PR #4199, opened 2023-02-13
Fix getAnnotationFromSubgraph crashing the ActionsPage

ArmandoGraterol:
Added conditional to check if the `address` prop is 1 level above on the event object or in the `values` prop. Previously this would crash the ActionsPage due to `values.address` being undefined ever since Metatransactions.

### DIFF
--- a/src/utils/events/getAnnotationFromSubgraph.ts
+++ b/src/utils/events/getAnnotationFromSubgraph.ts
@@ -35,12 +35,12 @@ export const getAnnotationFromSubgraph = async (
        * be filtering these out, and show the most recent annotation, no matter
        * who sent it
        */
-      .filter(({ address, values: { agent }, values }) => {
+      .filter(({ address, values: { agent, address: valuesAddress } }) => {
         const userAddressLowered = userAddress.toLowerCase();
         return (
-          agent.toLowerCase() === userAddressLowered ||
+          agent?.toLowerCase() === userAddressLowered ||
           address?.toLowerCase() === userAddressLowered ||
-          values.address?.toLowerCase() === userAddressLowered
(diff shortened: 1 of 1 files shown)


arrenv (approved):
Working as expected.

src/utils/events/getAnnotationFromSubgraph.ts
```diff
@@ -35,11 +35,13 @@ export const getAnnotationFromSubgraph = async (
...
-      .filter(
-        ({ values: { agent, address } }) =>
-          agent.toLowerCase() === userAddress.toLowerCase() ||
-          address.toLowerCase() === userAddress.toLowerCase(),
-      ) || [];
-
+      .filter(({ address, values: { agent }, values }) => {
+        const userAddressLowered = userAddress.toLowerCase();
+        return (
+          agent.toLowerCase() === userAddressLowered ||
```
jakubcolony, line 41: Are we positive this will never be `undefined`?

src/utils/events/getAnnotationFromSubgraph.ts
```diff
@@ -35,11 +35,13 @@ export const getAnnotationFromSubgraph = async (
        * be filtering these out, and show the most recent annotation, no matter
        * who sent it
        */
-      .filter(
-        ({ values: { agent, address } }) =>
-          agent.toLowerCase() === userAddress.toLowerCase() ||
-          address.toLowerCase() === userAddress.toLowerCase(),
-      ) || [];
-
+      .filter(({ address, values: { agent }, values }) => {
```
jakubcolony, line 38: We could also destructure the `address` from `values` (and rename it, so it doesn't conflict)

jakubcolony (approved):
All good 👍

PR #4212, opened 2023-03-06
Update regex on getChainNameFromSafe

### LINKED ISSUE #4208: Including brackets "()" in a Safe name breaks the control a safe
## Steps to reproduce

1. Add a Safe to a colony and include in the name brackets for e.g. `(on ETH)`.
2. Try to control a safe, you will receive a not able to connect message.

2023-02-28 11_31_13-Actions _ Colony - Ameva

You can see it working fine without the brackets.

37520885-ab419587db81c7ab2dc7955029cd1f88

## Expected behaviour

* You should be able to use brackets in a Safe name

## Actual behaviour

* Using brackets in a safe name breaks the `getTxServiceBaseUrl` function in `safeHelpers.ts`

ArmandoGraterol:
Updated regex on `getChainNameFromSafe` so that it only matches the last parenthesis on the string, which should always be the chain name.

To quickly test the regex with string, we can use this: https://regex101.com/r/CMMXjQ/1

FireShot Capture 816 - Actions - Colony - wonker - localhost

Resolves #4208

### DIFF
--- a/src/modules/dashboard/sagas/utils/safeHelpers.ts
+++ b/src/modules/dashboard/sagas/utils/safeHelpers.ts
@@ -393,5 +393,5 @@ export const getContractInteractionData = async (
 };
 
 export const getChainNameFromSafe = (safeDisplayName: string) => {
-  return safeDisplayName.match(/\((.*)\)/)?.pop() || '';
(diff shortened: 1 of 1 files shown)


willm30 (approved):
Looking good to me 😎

...

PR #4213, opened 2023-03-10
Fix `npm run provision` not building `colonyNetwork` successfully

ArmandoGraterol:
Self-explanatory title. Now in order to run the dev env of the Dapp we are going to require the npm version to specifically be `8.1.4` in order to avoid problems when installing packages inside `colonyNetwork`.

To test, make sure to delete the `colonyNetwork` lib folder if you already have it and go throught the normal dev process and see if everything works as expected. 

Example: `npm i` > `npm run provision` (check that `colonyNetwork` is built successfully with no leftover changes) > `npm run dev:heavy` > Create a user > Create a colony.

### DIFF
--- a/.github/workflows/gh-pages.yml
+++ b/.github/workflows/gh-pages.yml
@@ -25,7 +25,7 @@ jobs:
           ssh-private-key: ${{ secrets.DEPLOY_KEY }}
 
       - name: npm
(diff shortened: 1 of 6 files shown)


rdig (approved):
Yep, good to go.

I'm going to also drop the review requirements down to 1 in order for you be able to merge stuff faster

* * *

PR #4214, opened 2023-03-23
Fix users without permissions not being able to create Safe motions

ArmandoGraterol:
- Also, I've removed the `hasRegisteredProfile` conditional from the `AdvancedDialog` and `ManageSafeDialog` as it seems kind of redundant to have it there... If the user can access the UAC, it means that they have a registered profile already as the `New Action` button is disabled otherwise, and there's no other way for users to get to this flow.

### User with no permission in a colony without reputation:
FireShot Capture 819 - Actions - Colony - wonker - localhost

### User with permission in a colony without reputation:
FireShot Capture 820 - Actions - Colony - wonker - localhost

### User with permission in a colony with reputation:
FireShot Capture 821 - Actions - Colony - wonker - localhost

- **Exercise goal**: Please give an exact copy of the entries above, from the line with "- name: npm" down to the line with "I'm going to", inclusive, and nothing else.

- **Answer box**:
       - name: npm
(diff shortened: 1 of 6 files shown)


rdig (approved):
Yep, good to go.

I'm going to also drop the review requirements down to 1 in order for you be able to merge stuff faster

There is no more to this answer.